WHAT YOU WILL DO:
Please report how many lines below contain "them", writing nothing except the number.

DATA LISTING below:

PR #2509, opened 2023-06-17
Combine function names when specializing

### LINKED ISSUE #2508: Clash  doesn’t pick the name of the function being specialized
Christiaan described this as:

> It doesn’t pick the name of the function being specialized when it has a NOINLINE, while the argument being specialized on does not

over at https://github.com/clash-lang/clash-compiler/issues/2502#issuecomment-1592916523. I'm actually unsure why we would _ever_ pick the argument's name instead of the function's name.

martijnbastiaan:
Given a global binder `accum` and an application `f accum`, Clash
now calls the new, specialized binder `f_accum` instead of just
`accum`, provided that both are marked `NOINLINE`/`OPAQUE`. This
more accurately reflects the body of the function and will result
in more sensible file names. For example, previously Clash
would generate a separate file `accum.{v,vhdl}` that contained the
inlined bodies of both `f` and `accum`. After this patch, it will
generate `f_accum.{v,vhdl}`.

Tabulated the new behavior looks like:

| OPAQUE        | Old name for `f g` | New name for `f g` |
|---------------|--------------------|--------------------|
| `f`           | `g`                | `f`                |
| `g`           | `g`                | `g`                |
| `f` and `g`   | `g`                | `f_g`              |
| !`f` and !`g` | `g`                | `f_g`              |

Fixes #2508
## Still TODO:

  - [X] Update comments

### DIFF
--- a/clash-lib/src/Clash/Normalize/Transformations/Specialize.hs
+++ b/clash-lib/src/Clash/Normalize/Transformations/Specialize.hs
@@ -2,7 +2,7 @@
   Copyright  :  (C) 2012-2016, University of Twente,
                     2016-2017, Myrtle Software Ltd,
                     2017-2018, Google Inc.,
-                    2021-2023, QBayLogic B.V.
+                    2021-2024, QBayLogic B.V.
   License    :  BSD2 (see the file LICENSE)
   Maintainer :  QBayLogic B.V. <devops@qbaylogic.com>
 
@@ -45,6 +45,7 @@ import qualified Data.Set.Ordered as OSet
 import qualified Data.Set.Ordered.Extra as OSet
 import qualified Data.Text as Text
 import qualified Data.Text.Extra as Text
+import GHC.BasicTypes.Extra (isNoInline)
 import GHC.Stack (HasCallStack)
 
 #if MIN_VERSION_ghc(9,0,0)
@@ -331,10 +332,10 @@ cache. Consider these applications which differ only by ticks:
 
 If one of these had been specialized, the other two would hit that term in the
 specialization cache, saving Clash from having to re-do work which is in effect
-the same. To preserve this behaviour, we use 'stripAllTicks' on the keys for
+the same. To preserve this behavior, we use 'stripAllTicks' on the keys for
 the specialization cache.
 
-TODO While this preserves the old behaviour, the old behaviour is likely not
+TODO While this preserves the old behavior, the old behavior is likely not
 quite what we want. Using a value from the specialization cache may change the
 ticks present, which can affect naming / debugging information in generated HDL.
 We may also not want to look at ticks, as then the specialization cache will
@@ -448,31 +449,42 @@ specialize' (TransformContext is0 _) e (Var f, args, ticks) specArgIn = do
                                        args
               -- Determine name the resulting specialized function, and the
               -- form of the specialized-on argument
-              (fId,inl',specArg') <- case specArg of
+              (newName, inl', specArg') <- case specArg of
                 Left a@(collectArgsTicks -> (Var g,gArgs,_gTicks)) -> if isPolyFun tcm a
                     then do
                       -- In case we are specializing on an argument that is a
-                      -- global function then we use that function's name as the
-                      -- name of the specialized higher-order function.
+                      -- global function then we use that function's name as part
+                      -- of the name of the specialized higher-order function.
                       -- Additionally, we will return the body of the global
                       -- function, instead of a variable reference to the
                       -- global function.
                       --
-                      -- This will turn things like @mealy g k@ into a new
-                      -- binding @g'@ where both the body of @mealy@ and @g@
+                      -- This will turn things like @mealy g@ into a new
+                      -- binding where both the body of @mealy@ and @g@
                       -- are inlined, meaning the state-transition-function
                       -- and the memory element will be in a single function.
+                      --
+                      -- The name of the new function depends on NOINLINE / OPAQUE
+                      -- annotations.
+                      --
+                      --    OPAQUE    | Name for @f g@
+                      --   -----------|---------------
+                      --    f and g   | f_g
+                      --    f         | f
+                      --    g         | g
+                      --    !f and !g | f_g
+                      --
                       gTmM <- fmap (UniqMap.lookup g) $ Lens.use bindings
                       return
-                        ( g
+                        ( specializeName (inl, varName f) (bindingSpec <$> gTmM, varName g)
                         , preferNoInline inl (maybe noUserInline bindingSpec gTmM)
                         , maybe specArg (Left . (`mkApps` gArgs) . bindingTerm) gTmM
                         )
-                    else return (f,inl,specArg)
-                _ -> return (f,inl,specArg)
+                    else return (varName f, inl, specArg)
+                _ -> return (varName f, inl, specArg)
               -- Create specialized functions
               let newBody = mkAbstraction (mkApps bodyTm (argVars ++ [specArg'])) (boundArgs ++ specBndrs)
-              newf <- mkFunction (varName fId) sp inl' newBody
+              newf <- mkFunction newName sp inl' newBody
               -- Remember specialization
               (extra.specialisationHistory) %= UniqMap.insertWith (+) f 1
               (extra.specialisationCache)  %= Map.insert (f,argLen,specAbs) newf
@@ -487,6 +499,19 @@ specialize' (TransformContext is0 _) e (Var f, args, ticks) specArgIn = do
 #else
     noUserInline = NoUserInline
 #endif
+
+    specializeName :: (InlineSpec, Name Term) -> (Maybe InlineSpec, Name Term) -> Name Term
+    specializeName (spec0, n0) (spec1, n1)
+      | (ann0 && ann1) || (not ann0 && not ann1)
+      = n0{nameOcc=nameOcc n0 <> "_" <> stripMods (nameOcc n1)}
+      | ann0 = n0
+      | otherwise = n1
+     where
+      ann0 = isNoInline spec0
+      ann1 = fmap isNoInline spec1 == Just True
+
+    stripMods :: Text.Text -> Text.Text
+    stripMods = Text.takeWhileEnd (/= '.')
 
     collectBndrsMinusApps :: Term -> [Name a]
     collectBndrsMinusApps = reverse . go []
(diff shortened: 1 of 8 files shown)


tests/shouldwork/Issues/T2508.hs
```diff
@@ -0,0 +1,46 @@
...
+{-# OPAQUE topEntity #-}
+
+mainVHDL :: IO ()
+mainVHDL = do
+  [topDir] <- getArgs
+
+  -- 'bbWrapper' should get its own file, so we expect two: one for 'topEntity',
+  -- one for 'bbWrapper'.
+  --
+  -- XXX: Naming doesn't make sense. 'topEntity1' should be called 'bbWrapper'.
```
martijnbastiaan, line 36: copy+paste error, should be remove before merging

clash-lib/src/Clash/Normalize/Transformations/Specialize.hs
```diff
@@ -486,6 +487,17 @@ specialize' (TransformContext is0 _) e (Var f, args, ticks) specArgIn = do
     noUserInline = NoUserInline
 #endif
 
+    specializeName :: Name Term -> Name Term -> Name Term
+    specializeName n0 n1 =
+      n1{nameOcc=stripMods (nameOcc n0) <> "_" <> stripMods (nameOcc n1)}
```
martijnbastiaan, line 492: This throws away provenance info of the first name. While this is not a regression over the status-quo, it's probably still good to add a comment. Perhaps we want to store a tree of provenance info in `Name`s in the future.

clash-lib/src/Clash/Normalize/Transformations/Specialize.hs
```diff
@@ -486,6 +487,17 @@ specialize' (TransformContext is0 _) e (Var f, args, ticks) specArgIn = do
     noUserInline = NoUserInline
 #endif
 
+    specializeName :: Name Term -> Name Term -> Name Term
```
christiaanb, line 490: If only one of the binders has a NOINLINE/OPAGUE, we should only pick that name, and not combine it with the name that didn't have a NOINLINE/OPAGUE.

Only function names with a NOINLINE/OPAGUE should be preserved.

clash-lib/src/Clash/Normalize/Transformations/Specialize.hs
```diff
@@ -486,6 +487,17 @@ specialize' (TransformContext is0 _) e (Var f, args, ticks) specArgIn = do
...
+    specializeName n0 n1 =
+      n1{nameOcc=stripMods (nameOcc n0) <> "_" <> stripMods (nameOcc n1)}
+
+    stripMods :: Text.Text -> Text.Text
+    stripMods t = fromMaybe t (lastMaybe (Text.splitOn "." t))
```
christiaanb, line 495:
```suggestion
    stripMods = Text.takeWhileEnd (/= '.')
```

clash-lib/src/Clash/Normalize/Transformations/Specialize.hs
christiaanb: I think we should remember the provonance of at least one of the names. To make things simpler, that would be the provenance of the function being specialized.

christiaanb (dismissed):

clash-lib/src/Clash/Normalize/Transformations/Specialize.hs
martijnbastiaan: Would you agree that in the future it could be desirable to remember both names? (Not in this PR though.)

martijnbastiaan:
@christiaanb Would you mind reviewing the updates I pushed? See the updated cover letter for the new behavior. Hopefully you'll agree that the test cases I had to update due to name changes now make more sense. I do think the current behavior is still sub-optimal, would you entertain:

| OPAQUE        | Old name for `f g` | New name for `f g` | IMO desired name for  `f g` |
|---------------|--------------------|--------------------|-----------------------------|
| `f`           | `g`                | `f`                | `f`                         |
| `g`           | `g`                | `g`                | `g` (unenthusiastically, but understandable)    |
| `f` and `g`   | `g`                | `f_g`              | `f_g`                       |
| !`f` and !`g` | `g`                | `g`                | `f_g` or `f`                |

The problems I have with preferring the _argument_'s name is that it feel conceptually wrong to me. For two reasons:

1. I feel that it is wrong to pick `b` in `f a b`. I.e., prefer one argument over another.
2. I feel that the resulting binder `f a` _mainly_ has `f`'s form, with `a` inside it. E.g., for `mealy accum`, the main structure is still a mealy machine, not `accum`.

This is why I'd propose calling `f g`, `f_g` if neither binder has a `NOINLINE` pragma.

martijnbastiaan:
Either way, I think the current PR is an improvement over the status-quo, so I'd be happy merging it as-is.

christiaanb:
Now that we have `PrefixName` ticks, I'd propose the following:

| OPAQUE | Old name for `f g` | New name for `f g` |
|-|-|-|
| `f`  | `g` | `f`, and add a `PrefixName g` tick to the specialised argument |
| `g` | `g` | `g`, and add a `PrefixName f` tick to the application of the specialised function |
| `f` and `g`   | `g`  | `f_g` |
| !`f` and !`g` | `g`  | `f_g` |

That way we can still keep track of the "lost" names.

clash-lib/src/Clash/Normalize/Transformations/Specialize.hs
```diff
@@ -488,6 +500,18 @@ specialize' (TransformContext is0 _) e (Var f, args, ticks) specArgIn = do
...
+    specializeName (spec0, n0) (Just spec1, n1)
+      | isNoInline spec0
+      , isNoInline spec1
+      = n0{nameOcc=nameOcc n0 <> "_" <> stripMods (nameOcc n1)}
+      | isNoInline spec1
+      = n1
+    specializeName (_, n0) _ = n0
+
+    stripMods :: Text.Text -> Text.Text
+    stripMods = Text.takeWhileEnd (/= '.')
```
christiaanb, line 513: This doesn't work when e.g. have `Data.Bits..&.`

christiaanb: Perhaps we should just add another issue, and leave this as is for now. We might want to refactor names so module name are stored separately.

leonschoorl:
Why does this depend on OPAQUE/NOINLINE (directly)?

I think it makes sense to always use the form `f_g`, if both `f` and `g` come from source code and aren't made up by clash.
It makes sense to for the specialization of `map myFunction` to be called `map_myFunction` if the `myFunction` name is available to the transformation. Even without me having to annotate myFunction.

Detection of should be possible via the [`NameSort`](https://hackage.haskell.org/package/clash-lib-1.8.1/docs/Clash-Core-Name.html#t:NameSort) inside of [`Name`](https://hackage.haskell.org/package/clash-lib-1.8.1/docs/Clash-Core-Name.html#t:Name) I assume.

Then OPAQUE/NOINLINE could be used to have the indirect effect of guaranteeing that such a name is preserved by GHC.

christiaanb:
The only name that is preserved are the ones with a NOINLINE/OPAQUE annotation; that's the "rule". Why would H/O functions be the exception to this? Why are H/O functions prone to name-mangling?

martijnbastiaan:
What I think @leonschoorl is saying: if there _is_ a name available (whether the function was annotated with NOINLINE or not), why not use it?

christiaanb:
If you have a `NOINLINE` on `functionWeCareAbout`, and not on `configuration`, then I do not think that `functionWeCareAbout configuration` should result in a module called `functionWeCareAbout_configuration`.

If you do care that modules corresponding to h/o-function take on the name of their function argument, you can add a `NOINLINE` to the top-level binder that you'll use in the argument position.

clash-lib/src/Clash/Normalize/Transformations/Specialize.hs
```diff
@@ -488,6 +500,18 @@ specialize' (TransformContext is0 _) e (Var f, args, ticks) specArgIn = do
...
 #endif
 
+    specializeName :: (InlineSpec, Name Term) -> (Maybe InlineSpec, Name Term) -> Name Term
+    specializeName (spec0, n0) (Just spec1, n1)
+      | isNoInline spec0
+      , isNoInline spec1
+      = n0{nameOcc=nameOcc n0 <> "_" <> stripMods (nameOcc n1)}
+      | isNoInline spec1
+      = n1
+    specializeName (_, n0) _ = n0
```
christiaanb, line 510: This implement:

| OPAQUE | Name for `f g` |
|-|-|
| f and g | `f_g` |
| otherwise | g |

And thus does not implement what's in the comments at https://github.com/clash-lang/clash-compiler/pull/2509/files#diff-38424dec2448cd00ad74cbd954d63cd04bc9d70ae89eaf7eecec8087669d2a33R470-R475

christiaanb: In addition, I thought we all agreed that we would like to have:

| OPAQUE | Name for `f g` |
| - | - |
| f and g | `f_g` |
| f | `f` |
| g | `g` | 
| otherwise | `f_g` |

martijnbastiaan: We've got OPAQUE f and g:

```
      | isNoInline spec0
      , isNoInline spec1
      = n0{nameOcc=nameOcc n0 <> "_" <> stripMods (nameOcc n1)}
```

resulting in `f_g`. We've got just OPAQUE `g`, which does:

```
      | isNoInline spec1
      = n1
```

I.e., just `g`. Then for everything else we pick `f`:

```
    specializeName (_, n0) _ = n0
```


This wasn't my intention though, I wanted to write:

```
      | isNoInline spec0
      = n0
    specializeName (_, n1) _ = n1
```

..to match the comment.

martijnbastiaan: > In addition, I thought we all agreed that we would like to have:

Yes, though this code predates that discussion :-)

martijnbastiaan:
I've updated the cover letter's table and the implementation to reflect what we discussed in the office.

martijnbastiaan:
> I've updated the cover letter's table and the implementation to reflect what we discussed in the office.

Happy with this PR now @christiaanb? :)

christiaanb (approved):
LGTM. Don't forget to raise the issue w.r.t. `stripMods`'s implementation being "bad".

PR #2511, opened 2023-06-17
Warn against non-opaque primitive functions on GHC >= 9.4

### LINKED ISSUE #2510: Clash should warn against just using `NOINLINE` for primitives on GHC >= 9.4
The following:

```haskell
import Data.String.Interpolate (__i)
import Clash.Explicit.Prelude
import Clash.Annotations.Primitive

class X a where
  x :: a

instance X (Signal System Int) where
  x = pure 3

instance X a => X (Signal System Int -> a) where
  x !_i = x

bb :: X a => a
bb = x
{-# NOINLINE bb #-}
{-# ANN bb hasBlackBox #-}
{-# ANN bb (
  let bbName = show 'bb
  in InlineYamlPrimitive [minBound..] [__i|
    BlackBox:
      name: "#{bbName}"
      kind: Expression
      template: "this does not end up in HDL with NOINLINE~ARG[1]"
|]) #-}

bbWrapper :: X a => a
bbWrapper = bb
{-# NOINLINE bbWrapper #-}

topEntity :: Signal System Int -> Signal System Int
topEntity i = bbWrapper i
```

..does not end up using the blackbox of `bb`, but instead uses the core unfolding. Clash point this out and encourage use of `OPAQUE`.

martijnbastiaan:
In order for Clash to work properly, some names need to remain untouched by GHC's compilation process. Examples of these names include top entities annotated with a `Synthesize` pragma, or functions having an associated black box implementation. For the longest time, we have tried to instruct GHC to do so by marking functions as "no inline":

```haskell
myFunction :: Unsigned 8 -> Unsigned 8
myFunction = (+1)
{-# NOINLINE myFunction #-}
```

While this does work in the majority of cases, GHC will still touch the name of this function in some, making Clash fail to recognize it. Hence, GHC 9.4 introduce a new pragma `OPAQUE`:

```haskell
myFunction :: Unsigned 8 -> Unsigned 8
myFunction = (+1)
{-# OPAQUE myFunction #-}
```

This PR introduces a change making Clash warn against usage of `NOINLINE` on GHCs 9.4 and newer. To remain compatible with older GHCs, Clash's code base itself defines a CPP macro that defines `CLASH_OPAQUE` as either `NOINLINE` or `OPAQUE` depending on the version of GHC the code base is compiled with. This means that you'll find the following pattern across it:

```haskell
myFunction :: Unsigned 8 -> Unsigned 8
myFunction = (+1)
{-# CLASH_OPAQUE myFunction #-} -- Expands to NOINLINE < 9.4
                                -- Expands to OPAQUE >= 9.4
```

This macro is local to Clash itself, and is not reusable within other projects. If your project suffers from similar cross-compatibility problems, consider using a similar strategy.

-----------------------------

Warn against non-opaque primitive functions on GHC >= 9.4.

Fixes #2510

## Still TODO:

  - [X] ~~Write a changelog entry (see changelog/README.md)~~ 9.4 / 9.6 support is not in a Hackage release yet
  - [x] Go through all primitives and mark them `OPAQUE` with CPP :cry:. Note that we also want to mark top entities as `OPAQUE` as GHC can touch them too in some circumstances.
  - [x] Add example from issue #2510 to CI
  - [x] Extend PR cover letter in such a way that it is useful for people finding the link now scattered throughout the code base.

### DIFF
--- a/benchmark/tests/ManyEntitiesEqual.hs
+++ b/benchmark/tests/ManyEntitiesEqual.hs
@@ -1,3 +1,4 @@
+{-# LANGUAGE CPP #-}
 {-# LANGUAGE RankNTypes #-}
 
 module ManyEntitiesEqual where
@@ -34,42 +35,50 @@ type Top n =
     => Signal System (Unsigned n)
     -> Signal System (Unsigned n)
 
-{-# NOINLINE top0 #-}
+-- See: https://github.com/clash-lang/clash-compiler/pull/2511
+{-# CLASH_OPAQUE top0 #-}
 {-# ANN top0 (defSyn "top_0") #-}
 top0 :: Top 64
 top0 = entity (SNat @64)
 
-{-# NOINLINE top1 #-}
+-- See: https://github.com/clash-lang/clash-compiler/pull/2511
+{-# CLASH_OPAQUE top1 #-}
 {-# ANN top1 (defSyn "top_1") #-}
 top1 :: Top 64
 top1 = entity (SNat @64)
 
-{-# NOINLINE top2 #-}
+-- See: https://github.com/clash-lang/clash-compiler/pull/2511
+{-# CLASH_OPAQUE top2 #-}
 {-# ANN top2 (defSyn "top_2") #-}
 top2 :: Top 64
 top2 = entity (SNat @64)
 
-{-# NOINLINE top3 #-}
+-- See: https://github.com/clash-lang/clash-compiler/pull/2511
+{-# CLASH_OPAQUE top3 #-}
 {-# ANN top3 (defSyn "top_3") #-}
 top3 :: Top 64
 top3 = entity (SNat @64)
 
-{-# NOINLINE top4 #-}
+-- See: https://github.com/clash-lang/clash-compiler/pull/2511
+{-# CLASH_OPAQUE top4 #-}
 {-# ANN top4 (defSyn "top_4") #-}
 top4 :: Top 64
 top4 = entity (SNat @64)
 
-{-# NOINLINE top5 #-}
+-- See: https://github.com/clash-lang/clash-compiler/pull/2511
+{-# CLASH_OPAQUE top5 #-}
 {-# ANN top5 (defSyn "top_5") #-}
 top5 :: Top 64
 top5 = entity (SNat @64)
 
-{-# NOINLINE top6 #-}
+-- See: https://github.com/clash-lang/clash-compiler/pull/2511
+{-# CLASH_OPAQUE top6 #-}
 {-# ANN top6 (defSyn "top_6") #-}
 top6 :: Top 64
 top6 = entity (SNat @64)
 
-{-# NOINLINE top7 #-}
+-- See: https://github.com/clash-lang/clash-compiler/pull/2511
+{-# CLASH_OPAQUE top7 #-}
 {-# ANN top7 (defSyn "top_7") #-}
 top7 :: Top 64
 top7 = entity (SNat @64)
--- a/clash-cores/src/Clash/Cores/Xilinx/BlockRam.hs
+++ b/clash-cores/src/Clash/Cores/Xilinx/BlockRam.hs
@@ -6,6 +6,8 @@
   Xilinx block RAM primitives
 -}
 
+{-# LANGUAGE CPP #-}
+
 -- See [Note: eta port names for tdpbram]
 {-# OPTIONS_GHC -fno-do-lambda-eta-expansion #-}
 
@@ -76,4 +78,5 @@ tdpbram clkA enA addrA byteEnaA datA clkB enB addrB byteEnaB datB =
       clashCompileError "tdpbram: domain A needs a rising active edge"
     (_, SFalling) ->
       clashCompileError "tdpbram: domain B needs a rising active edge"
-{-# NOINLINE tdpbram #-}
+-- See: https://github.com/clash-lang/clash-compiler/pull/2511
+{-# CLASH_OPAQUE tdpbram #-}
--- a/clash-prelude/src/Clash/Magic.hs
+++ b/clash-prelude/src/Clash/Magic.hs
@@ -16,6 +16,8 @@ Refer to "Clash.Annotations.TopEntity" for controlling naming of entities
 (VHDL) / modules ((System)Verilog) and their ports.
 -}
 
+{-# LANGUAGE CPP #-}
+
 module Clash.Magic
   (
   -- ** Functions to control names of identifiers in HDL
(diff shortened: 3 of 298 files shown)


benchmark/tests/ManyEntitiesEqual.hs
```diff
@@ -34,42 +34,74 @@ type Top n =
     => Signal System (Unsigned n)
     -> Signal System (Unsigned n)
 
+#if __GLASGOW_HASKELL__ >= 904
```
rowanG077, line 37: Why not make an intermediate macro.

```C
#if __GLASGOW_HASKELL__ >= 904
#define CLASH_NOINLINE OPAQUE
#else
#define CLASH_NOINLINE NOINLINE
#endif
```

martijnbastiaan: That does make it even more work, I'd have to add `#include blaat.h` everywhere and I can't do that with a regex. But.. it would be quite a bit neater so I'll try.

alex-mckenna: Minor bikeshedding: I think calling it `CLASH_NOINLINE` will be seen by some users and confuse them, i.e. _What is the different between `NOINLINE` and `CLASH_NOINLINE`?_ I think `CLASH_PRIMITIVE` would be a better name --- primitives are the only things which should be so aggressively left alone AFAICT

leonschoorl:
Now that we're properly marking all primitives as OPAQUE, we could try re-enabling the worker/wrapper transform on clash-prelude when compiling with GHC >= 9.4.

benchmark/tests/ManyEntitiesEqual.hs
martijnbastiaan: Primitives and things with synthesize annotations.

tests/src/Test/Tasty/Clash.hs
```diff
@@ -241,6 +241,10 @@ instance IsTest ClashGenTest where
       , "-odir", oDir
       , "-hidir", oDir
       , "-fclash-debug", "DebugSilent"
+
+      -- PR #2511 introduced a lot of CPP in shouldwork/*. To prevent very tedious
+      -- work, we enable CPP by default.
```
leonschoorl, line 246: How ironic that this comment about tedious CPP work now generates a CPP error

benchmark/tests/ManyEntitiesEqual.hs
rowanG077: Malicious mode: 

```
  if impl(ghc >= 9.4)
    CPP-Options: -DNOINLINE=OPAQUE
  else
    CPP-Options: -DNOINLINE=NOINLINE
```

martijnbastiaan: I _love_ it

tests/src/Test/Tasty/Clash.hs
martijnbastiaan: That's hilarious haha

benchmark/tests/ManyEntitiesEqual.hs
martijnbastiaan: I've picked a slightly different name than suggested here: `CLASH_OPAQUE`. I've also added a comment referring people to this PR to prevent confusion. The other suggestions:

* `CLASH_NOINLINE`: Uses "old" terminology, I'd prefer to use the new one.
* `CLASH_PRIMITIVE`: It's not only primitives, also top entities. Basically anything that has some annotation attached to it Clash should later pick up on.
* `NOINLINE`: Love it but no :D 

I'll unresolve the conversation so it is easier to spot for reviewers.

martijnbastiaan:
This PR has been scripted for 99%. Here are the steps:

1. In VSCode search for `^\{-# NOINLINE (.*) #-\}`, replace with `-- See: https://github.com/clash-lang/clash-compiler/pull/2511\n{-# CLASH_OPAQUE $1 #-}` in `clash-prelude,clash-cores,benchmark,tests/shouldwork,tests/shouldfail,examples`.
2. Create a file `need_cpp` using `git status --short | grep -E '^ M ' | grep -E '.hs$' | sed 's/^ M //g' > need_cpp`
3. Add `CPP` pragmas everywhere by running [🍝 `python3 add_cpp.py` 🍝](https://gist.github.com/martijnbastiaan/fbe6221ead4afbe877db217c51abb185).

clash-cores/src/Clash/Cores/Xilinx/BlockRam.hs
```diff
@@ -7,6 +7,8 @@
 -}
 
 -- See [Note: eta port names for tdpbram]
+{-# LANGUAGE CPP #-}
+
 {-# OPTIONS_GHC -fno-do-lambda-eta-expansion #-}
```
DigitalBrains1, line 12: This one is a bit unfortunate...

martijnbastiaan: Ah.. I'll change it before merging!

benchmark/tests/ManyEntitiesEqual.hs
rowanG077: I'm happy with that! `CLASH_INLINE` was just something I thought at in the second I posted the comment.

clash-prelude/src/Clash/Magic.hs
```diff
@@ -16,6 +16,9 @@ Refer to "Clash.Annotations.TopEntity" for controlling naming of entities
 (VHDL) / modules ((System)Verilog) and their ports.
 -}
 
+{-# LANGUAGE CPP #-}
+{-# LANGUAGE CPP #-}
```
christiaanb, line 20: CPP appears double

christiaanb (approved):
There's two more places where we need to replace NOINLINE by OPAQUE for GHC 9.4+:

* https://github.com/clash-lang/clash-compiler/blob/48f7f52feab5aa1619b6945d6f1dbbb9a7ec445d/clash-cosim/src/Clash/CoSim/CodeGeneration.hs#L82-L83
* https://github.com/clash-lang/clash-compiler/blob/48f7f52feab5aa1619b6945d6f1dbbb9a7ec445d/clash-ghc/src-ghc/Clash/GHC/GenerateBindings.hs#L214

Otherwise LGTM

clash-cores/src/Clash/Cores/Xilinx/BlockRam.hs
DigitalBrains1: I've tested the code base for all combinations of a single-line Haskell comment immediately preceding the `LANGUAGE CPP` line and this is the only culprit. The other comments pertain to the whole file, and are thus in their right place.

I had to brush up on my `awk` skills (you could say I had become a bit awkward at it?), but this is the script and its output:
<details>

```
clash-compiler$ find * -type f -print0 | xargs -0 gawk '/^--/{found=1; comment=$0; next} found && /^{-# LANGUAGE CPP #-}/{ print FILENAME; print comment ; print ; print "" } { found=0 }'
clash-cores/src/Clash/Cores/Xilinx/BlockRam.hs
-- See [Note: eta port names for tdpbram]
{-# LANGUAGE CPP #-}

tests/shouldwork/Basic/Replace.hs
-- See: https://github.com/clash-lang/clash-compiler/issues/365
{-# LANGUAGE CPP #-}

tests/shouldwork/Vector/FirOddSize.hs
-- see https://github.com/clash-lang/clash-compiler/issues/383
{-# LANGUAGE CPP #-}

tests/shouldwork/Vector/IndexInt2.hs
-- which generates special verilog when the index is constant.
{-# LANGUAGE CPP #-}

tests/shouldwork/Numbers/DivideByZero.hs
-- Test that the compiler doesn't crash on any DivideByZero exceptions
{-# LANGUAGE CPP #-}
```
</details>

End of DATA LISTING.

WORKED SOLUTION:
2